**YOUR INSTRUCTIONS:**
Output range, inclusive: from the line containing "1. Catches 401 responses" to the line containing "Two details worth". Restate those lines from the data below word for word and only those.

**Stored data:**
= = = = =
PR #223, opened 2026-07-28
F4KRP 264: Add changes to the Jobs table

Kerushani:
## JIRA Ticket
[F4KRP 264](https://f4kblueprint.atlassian.net/browse/F4KRP-264) [sub tickets created under parent ticket just to split up some of the logic]

OG "Job Executor" Doc -> [doc](https://www.notion.so/Route-Generation-Job-Executor-Options-and-Recommendation-3a4975f1a25280e4aee1eb6c3418ce1f?source=copy_link) 

Concise and readable "Job-Executor doc":  [Doc](https://www.notion.so/uwblueprintexecs/Route-Generation-Job-Executor-3ab10f3fb1dc80f5b0f6d6cb825e7f48?source=copy_link)

## Implementation Description
* The problem this closes: POST /jobs/generate validates the `RouteGenerationGroupInput` request body via FastAPI, then throws it away, `JobService.generate_job` never used it (the param was even `named _req`). A Job row only ever had progress/timestamp fields, with nowhere to record what to generate, why a run failed, or what it produced.

The plan is to run route generation in the background instead of making the person wait. Calling Google's routing service can take a long time, tens of seconds, and nobody wants to stare at a loading spinner that long. So the plan is: the server says "got it, I'll get started" almost instantly, and a separate background process does the slow work later.

But that background process runs after the original request is already finished and gone. If we don't save the details of what was requested somewhere permanent (like the database), there's nothing left for the background process to work from once the request is over.

What changed, file by file:

`app/models/job.py `-> Added six nullable columns directly on the Job table class (not on the shared JobBase, so JobRead/JobCreate, and the OpenAPI schema/generated TS client, are untouched by this PR):

`app/services/implementations/job_service.py` -> generate_job now stores `req.model_dump(mode="json")` on input_payload when creating the job, instead of discarding req.

`app/routers/job_routes.py` -> Renamed the _req parameter to req since it's actually used now.

## Steps to Test

Run inside the f4k_backend container:
```
# 1. Apply the new migration (adds the new columns to the database)
docker-compose exec backend alembic upgrade head

# 2. Run just the tests related to this change
docker-compose exec backend python -m pytest tests/test_routes.py -k "generate_job" -v
```

* If new columns added to jobs table is valid

## Checklist


ColinToft (approved):
This looks good to me! Thanks for doing this!

PR #235, opened 2026-07-31
F4KRP-255: Configure route groups before generation

aaronwxng:
## Summary
- replace mocked route-group rows with groups created by the completed import
- prefill route dates, start times, route counts, and return behavior from imported data and system settings
- let admins select groups and edit generation settings in the Figma-aligned table
- pass validated per-group generation inputs to the Generate step
- add Figma-aligned confirmation and leave-without-saving dialogs

## Validation
- `docker compose exec frontend pnpm run build`
- `docker compose exec frontend pnpm run lint`
- `git diff --check`

No Postman files were added or changed.

### DIFF
--- a/frontend/src/pages/admin/routes/generation/ConfigureStep.tsx
+++ b/frontend/src/pages/admin/routes/generation/ConfigureStep.tsx
@@ -1,17 +1,14 @@
-import { useState } from 'react';
+import { useMemo, useState } from 'react';
 import { Navigate, useNavigate, useOutletContext } from 'react-router-dom';
 
+import { useLocationGroups, useSystemSettings } from '@/api';
 import EditIcon from '@/assets/icons/edit.svg?react';
 import type { Column } from '@/common/components';
 import {
+  Banner,
   Button,
   DataTable,
   DatePicker,
-  Dropdown,
-  DropdownContent,
-  DropdownItem,
-  DropdownTrigger,
-  DropdownValue,
   Input,
   Modal,
   ModalContent,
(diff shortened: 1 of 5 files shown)


frontend/src/pages/admin/routes/generation/ConfigureStep.tsx
```diff
@@ -1,159 +1,350 @@
...
+  friday: 5,
+  saturday: 6,
 };
 
-const END_LOCATION_OPTIONS = [
-  { label: 'Warehouse', value: 'Warehouse' },
-  { label: 'School', value: 'School' },
-] as const;
+function nextRouteDate(groupName: string, today = new Date()): Date {
+  const weekdayName = groupName.trim().split(/\s+/)[0]?.toLowerCase();
```
ColinToft: OK this is kind of interesting! We probably can't assume that all the groups are gonna be called like "Tuesday A", especially at other Food4Kids chapters. but, honestly this could be kinda helpful to set date based on the weekday since it's probably right most of the time. i just asked isabelle about this but i think we should keep it. maybe instead of split() and then [0], we could just find the first weekday occurrence, like find the first match of monday|tuesday|wednesday.... in the group name, just to be a bit more general

frontend/src/pages/admin/routes/generation/ConfigureStep.tsx
```diff
@@ -1,159 +1,350 @@
...
+    const routeDate = nextRouteDate(groupName);
+    return {
+      name: defaultRouteName(groupName, routeDate),
+      routeDate,
+      startTime: normalizeTime(systemSettings?.route_start_time),
+      routeCount:
+        defaultCap && defaultCap > 0
+          ? Math.max(1, Math.ceil(stops / defaultCap))
+          : 1,
+      returnToWarehouse: selectedDeliveryType.toLowerCase().includes('school'),
```
ColinToft: not a huge deal but I think we should probably just default this one to false, don't want to really hard code anything that is relying on delivery types since we want them to be customizable

frontend/src/pages/admin/routes/generation/ConfigureStep.tsx
```diff
@@ -1,159 +1,350 @@
...
   }
 
-  const updateEntry = (key: string, updates: Partial<RouteFormEntry>) => {
-    setFormData((prev) => ({
-      ...prev,
-      [key]: { ...prev[key], ...updates },
-    }));
+  const defaultEntry = (groupName: string): RouteFormEntry => {
+    const stops = importedGroupCounts.get(groupName) ?? 0;
+    const defaultCap = systemSettings?.default_cap;
```
ColinToft: ok so i wasn't aware of this setting and it actually looks like this is probably a mistake to have this in the settings at all (my bad). the setting I think we should be using is boxes_per_car.

frontend/src/pages/admin/routes/generation/ConfigureStep.tsx
```diff
@@ -1,159 +1,350 @@
...
+          },
+          settings: {
+            route_start_time: routeStartDateTime(
+              row.form.routeDate,
+              row.form.startTime
+            ),
+            num_routes: row.form.routeCount,
+            return_to_warehouse: row.form.returnToWarehouse,
+            max_stops_per_route: systemSettings?.default_cap ?? null,
+            max_boxes_per_driver: systemSettings?.boxes_per_car ?? 10,
```
ColinToft: I might be wrong but isn't boxes_per_car guaranteed to exist in settings? we might be able to remove hte `?? 10`. If not let me know. I think randomly falling back to 10 without telling the user is not a great idea

frontend/src/pages/admin/routes/generation/ConfigureStep.tsx
```diff
@@ -1,159 +1,350 @@
...
+          aria-label={`Generate routes for ${row.deliveryGroup}`}
+          className="size-4 cursor-pointer rounded-[4px] accent-blue-300"
+        />
+      ),
+    },
+    {
+      key: 'name',
+      header: 'Name',
+      render: (row) => (
+        <div className="relative w-48">
```
ColinToft, line 316: the designs mention that when you change the date, we should also update its name. can we add that in? and probably only auto-change it if the name was previously the default (like only auto-change it if it hasn't already been changed manually)

frontend/src/pages/admin/routes/generation/ConfigureStep.tsx
```diff
@@ -1,159 +1,350 @@
...
+  checked,
+  disabled = false,
+  onChange,
+}: {
+  checked: boolean;
+  disabled?: boolean;
+  onChange: (checked: boolean) => void;
+}) {
+  return (
+    <div
```
ColinToft, line 105: For some reason this component looks a little weird right now. Do you mind taking a look at it? It's like the circle is at the right side either way.

frontend/src/pages/admin/routes/generation/ConfigureStep.tsx
ColinToft: and similar for the other fallbacks here (except for default_cap which we should remove entirely or just pass in null, we won't use this in route gen)

ColinToft (approved):
Nice work! Left a few comments but I'm good to merge once done!

PR #239, opened 2026-08-04
Implement Remember Me Functionality

kingMonkeh:
## JIRA Ticket
[Implement Remember Me Functionality in Front End](https://f4kblueprint.atlassian.net/browse/F4KRP-186)

## Implementation Description

* Implemented Remember Me functionality
* Implemented inactivity tracker to log user out if inactive for 15 mins
* Updated logout endpoint to return 204 for consistency
* Threaded remember me from backend to frontend
* Added new rememberMe cookie to keep track of state

## Steps to Test

1. Do not tick remember me when logging in
2. Be inactive for 15 minutes (if you dont want to wait you can manually update frontend/src/contexts/useInactivityTimeout.ts to change the timeout to 5 seconds and then see if you get logged out automatically
3. Try the remember me path, you shouldnt get logged out, if you close your browser and reopen you should still be able to auto login

*

## Checklist


ColinToft:
@claude review

ColinToft:
## Logout doesn't revoke tokens when the access token is expired

The logout endpoint identifies the user by decoding the `Authorization` bearer token, then calls `revoke_tokens` to invalidate all their Firebase refresh tokens. But the frontend has no refresh-on-401 interceptor — `useRefresh` runs once on mount with `staleTime: Infinity`, so the access token goes stale after ~1 hour. After that, `verify_id_token` throws `ExpiredIdTokenError`, the `except Exception` swallows it, and `revoke_tokens` never runs. Cookies are still cleared (the `finally` block handles that), so the user *appears* logged out, but their server-side session is never actually revoked.

This matters because every auth dependency in the app uses `verify_id_token(check_revoked=True)` — if revocation succeeded, a copied refresh token would be blocked on the next API call. But since revocation silently fails whenever the token is stale, the security guarantee is weaker than the code suggests.

### Suggested fix

Identify the user from the `refreshToken` cookie instead of the access token. The cookie is long-lived (not subject to the 1-hour expiry), it's already present in the request, and it's the credential being revoked — so it's the natural thing to key on. `renew_token` in `auth_service.py` already implements the pattern: exchange via `firebase_rest_client.refresh_token()`, decode `sub` from the fresh ID token, look up the user. Logout can reuse the same flow.

This also makes the endpoint more self-consistent now that it uses `optional_security` (the bearer token is truly optional).

### Separate concern: inactivity logout + revocation scope

`firebase_admin.auth.revoke_refresh_tokens` is **per-user, across all sessions** — it stamps `validSince` on the Firebase user record, which invalidates every token on every device. So if the inactivity timer fires on an idle laptop tab, it would also log the driver out on their phone mid-route (and the cross-tab issue makes this even easier to trigger).

Inactivity logout should probably just clear cookies (device-scoped, proportionate to "you walked away") and reserve revocation for the explicit Log Out button. That would mean the endpoint needs to distinguish the two cases — e.g. a query param or separate route.

ColinToft (approved):
OK this overall looks good to me! Claude has some comments that I pasted in here, because honestly I don't fully understand all the context here 😭 but I'm happy to chat more about these things.

kingMonkeh:
@claude review

kingMonkeh:
@claude review

PR #250, opened 2026-08-06
Renew an aged-out token instead of ending the session

### LINKED ISSUE #249: Add refresh-on-401 axios interceptor
## Problem

The frontend currently has no mechanism to recover from an expired access token. `useRefresh` in `frontend/src/api/auth.ts` runs once on mount with `staleTime: Infinity` and `refetchOnWindowFocus: false`, so the Firebase ID token goes stale after ~1 hour.

After that, every API call returns 401 with no recovery — the user has to manually reload the page.

## Proposed fix

Add a response interceptor in `frontend/src/lib/axiosClient.ts` that:

1. Catches 401 responses
2. Calls `/auth/refresh` to get a fresh access token
3. Updates the auth store with the new token
4. Retries the original request

Standard pattern — queue concurrent requests while the refresh is in-flight so only one refresh call happens at a time.

Currently the response interceptor in `axiosClient.ts` is a no-op pass-through, so this slots in cleanly.

## Scope

This is independent of the remember-me feature (PR #239) — it's a general session-management improvement that benefits all users.

ColinToft:
Closes #249.

## The problem

`axiosClient` treats every 401 as a dead session, on this reasoning:

> There is nothing to retry with: revocation invalidates the refresh token too, so the session is genuinely over and the only way forward is logging in again.

That is true of a **revoked** session, but a 401 is also what an **expired** token gets — and expiry is the ordinary case. Firebase mints access tokens with an hour of life, `useRefresh` runs once on mount with `staleTime: Infinity`, and nothing renews the token in between. So a tab left open over a shift outlives its token while the refresh cookie sitting beside it is still perfectly good, and the user is signed out and bounced to `/login` in the middle of whatever they were doing.

## The fix

Nothing has to guess which of the two happened, because the server already answers the question. `/auth/refresh` reads **only** the httpOnly refresh cookie — no bearer token — so asking it *is* the test: it hands back a new access token while the session is alive, and 401s once it is not.

So a 401 now refreshes and replays the request, and only a refusal from the refresh itself ends the session. A 403 is still left alone for the reason it always was.

Two details worth flagging:

- **The exchange lives in one place.** `refreshSession` is the only thing that knows how to turn the cookie into a session, and `useRefresh` now calls it too — so a page reload and a token that aged out under an open tab restore the session by the same path rather than two near-copies.
- **It is single-flight.** Each exchange rotates the refresh cookie, so a screen that discovers the stale token across six parallel requests must not spend the cookie six times; the losers of that race would be presenting a cookie the winner had already replaced.

A refresh that never gets an answer — wifi dropping in a stairwell — deliberately leaves the session standing. That is the server declining nothing; signing the driver out over it would lose whatever they were mid-way through.

## Tests

12 new cases in `axiosClient.test.ts` (36 total, all green), covering: refresh-and-replay, that the replay carries the *new* token, one refresh for a burst of six requests, session ends on a refused refresh, no second refresh when the replay is refused too, session survives a network error and a 500 from the refresh, the refresh is never itself refreshed, and no refresh for a request that carried no token.

The stub keys off the token rather than call order, so the burst case does not depend on which request wins the race.

`tsc`, `eslint --max-warnings=0`, and `prettier --check` are all clean.


ColinToft:
@claude review

ColinToft:
@claude review

kingMonkeh (approved):
Overall logic looks good, took me a while to understand but that's just cause I'm not the most familiar with Axios

Only nit I have per say is that the comments are very bloaty, I think the comments are useful but some of them can probably be made more concise

EDIT: Also seems like you'll have to fix some merge conflicts 😂

PR #251, opened 2026-08-07
F4KRP-49: Wire route generation

Kerushani:
## JIRA Ticket
[F4KRP-49](https://f4kblueprint.atlassian.net/browse/F4KRP-49)

### Route generation overview

1. **Choose a routing algorithm** -> call a single routing engine.
2. **Map engine output → DB** -> turn results into ordered `Route` / `RouteStop` rows (including polylines) and persist them under `RouteGroups`.

---

### Worker lifecycle

| Phase | Behavior |
| --- | --- |
| **Start** | Once on app lifespan via `start_route_generation_worker()` |
| **Stop** | On app shutdown |

**Loop**

1. Sleep on `_wake_event`
2. On wake (enqueue) → clear the event
3. Drain the queue: claim + run **one job at a time** until no `PENDING` jobs remain
4. Go back to sleep

**Claim**

- Atomically promote oldest `PENDING` → `RUNNING` in one `UPDATE … RETURNING`

**Dispatch**

- Resolve algorithm (`GoogleMapsFleetRoutingAlgorithm`)
- Call `run_generation_job(...)`

## Steps to Test

1. POST /jobs/generate to enqueue a job
2. The in-process worker (started on app lifespan) claims it and runs the runner
3. HTTP returns 202 immediately; the worker does the rest in-process.
4. Check if the RouteGroup is added to the table

*

## Checklist

### DIFF
--- a/backend/python/app/services/implementations/job_service.py
+++ b/backend/python/app/services/implementations/job_service.py
@@ -147,6 +147,16 @@ class JobService:
             raise error
 
     async def enqueue(self, job_id: UUID) -> None:
+        """Wake route-generation worker for a pending job.
+
+        Does not claim or run the job; that is the worker's job. A cancelled
+        (or otherwise non-pending) job is left alone so a late enqueue cannot
+        resurrect work that an admin already stopped.
+        """
+        from app.services.implementations.route_generation_worker import (
+            wake_route_generation_worker,
+        )
+
         try:
             job = await self.get_job(job_id)
 
@@ -162,13 +172,6 @@ class JobService:
                 )
                 return
 
-            job.progress = ProgressEnum.RUNNING
-            job.started_at = self.est_now_naive()
-            self.session.add(job)
-            await self.session.commit()
+            wake_route_generation_worker()
         except Exception:
             self.logger.exception("Enqueue failed for job %s", job_id)
-            try:
-                await self.update_progress(job_id, ProgressEnum.FAILED)
-            except Exception:
-                self.logger.exception("Failed to mark job %s as FAILED", job_id)
--- a/backend/python/app/services/implementations/job_service.py
+++ b/backend/python/app/services/implementations/job_service.py
@@ -11,6 +11,9 @@ from sqlmodel import col, select
 from app.models.enum import ProgressEnum
 from app.models.job import Job
 from app.schemas.route_generation import RouteGenerationGroupInput
+from app.services.implementations.route_generation_worker import (
+    wake_route_generation_worker,
+)
 
 if TYPE_CHECKING:
     from sqlalchemy.engine import CursorResult
@@ -153,10 +156,6 @@ class JobService:
         (or otherwise non-pending) job is left alone so a late enqueue cannot
         resurrect work that an admin already stopped.
         """
-        from app.services.implementations.route_generation_worker import (
-            wake_route_generation_worker,
-        )
-
         try:
             job = await self.get_job(job_id)
 
--- a/backend/python/app/services/implementations/job_service.py
+++ b/backend/python/app/services/implementations/job_service.py
@@ -174,3 +174,4 @@ class JobService:
             wake_route_generation_worker()
         except Exception:
             self.logger.exception("Enqueue failed for job %s", job_id)
+            raise
--- a/backend/python/app/services/implementations/route_generation_runner.py
+++ b/backend/python/app/services/implementations/route_generation_runner.py
@@ -17,6 +17,7 @@ from __future__ import annotations
 
 import asyncio
 import logging
+import time
 from datetime import datetime, timezone
 from typing import TYPE_CHECKING, Any, cast
 from zoneinfo import ZoneInfo
@@ -79,6 +80,7 @@ async def run_generation_job(
     cancelled along the way, in which case the cancellation stands and
     nothing is saved.
     """
+    started = time.perf_counter()
     try:
         job = await _load_running_job(session, job_id)
         if job is None:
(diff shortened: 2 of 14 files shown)


Kerushani:
@claude review

backend/python/app/services/implementations/job_service.py
```diff
@@ -147,6 +147,16 @@ async def cancel_job(self, job_id: UUID) -> Job | None:
             raise error
 
     async def enqueue(self, job_id: UUID) -> None:
+        """Wake route-generation worker for a pending job.
+
+        Does not claim or run the job; that is the worker's job. A cancelled
+        (or otherwise non-pending) job is left alone so a late enqueue cannot
+        resurrect work that an admin already stopped.
+        """
+        from app.services.implementations.route_generation_worker import (
```
ColinToft: Is this intentionally imported down here? I'm wondering if we can just import at the top

ColinToft: but if this is intentional like if it has lazy initialization or something that's fine!

backend/python/app/services/implementations/route_generation_runner.py
```diff
@@ -0,0 +1,435 @@
...
+    algorithm: RoutingAlgorithmProtocol,
+) -> None:
+    """Generate and save the routes one job asked for.
+
+    Ends with the job either `COMPLETED` (with a `RouteGroup` linked and the
+    summary recorded) or `FAILED` (with `error_message` set), unless it was
+    cancelled along the way, in which case the cancellation stands and
+    nothing is saved.
+
+    TODO(cancel): Honor POST /jobs/{id}/cancel cooperatively via the jobs row:
```
ColinToft: What are these TODO (cancel) things? They kinda look to me like things that you have already implemented?

backend/python/app/services/implementations/route_generation_worker.py
```diff
@@ -0,0 +1,199 @@
...
+        return None
+
+    await session.commit()
+    return job_id
+
+
+async def recover_route_generation_jobs(session: AsyncSession) -> None:
+    """Fail jobs left RUNNING across a restart, and wake if PENDING remain.
+
+    A RUNNING job cannot be resumed: the Google call is gone with the old
```
ColinToft, line 94: It might be nice if we were able to resume it. Is there any particular information that would be lost that makes it unresumable? Also down to chat about this if there is, we can see about maybe including the info in the job object or similar. Although that said, maybe not worth spending thatttt much time on this because hopefully we won't get that many crashes :)

backend/python/app/services/implementations/route_generation_runner.py
```diff
@@ -0,0 +1,435 @@
...
+
+
+class GenerationFailed(Exception):
+    """A job that can't go on, carrying a reason worth showing an admin.
+
+    Caught by `run_generation_job`, which stores the message on the job.
+    """
+
+
+def _now_est_naive() -> datetime:
```
ColinToft: We should consider making this into a shared util function somewhere, I feel like this already exists in the codebase maybe? And also twice in this PR

backend/python/app/services/implementations/route_generation_runner.py
```diff
@@ -0,0 +1,435 @@
...
+
+    from sqlalchemy.engine import CursorResult
+    from sqlalchemy.ext.asyncio import AsyncSession
+
+    from app.schemas.route_generation import RouteGenerationSettings
+    from app.services.protocols.routing_algorithm import RoutingAlgorithmProtocol
+
+logger = logging.getLogger(__name__)
+
+GENERATION_TIMEOUT_SECONDS = 180.0
```
ColinToft, line 55: Where did this number come from? Did you test it on the set of ~500 routes?

backend/python/app/services/implementations/route_generation_runner.py
```diff
@@ -0,0 +1,435 @@
...
+        if location.latitude is not None and location.longitude is not None
+    ]
+
+    if not routable:
+        raise GenerationFailed(
+            f"Location group '{group.name}' has no geocoded locations to route."
+        )
+
+    if len(routable) < len(locations):
+        logger.warning(
```
ColinToft: This should not just be a logged warning - ideally we would geocode them here if they aren't already, but at least raise an error. I don't thinkkkkk this should ever happen? So it's maybe ok to just error, but definitely we want something to happen here

ColinToft (changes requested):
Thanks for making this PR, and overall things are looking great! I left a couple comments for some things I'd want to change before merging. Good work on this!

backend/python/app/services/implementations/route_generation_runner.py
Kerushani: Let me get back to you on this. - I did not test this on ~500 routes - but is this the number it should be able to handle?

`google_maps_routing_service.py` has an individual API timeout of 60 seconds and the runner here also has a cap (`ENGINE_TIMEOUT_SECONDS`) of 120 seconds.

GENERATION_TIMEOUT_SECONDS should account for the whole generation step - that being the async steps and building the route group.

So roughly I was looking at 180 = 120 routing engine step + ~60s slack for `_build_route_group` (including polyline fetches which also uses the Google Maps API).

backend/python/app/services/implementations/route_generation_runner.py
Kerushani: Yup I agree, let me make that an error

backend/python/app/services/implementations/job_service.py
Kerushani: No, not required to be imported down here and should be moved to the top

backend/python/app/services/implementations/route_generation_worker.py
Kerushani: That's a good point. The job should have the input payload since when its picked up, its not deleted. 

An option to go about resuming: 

Auto-retry: On startup, flip orphaned RUNNING → PENDING again with idempotency (“don’t create a second RouteGroup for the same job” because right before a crash the RouteGroup might have been completed. 

So right before marking the job as PENDING, I'd check if it has a route_group_id set. If there is, I would mark it as completed and if not, I'll remark it as PENDING and retry once.

Kerushani: Have the changes for it - but let me know if i can make any changes to it -> https://github.com/uwblueprint/food4kids/pull/255

backend/python/app/services/implementations/route_generation_runner.py
Kerushani: Agreed; pulled this into app/utilities/datetime_utils.py and switched the runner/worker over.

backend/python/app/services/implementations/route_generation_runner.py
Kerushani: ok actually 3 mins is too long

backend/python/app/services/implementations/route_generation_runner.py
Kerushani: Yeah, these are already implemented (Running-only save/fail updates + skip if no longer Running). And `cancel_job()` seems to handle it as well. I’ll remove the stale TODO(cancel) comments.

ColinToft (approved):
Nice, thanks for fixing all these!!

PR #276, opened 2026-08-18
F4KRP-35: Admin Driver Management Page

aaronwxng:
## Summary
- build the Figma-aligned driver management table, add-driver invite modal, and driver side panel
- add server-side name search, sorting, pagination, derived activity, mileage, and last-delivery aggregates
- support profile editing, driver notes, mail links, deletion confirmation, current-week assignments, and completed-route history
- make invite-only profile fields optional and migrate availability from seven days to Monday-Friday
- regenerate the OpenAPI client; no Postman files changed

## Validation
- backend full suite: 832 passed
- frontend tests: 64 passed
- frontend lint and production build passed
- backend Ruff passed
- Alembic reports a single head and the migration applied successfully

## Post-rebase note
After rebasing onto latest main, frontend lint/build and backend Ruff passed again. Focused pytest could not boot in the stale local backend image because latest main added google.cloud.bigquery; the image rebuild stalled fetching Docker Hub metadata. GitHub CI will validate with a fresh dependency install.


frontend/src/pages/admin/drivers/components/DriverPanel.tsx
```diff
@@ -0,0 +1,337 @@
...
+}
+
+function currentWeek() {
+  const now = new Date();
+  const monday = new Date(now);
+  const day = now.getDay() || 7;
+  monday.setDate(now.getDate() - day + 1);
+  const sunday = new Date(monday);
+  sunday.setDate(monday.getDate() + 6);
+  return { start: isoDate(monday), end: isoDate(sunday) };
```
eddywang4340, line 34: I think it would be better to use `toNaiveDateString()` instead of defining `isoDate` here. This function should be used in this repo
= = = = =
**EXERCISE RESULT:**
1. Catches 401 responses
2. Calls `/auth/refresh` to get a fresh access token
3. Updates the auth store with the new token
4. Retries the original request

Standard pattern — queue concurrent requests while the refresh is in-flight so only one refresh call happens at a time.

Currently the response interceptor in `axiosClient.ts` is a no-op pass-through, so this slots in cleanly.

## Scope

This is independent of the remember-me feature (PR #239) — it's a general session-management improvement that benefits all users.

ColinToft:
Closes #249.

## The problem

`axiosClient` treats every 401 as a dead session, on this reasoning:

> There is nothing to retry with: revocation invalidates the refresh token too, so the session is genuinely over and the only way forward is logging in again.

That is true of a **revoked** session, but a 401 is also what an **expired** token gets — and expiry is the ordinary case. Firebase mints access tokens with an hour of life, `useRefresh` runs once on mount with `staleTime: Infinity`, and nothing renews the token in between. So a tab left open over a shift outlives its token while the refresh cookie sitting beside it is still perfectly good, and the user is signed out and bounced to `/login` in the middle of whatever they were doing.

## The fix

Nothing has to guess which of the two happened, because the server already answers the question. `/auth/refresh` reads **only** the httpOnly refresh cookie — no bearer token — so asking it *is* the test: it hands back a new access token while the session is alive, and 401s once it is not.

So a 401 now refreshes and replays the request, and only a refusal from the refresh itself ends the session. A 403 is still left alone for the reason it always was.

Two details worth flagging:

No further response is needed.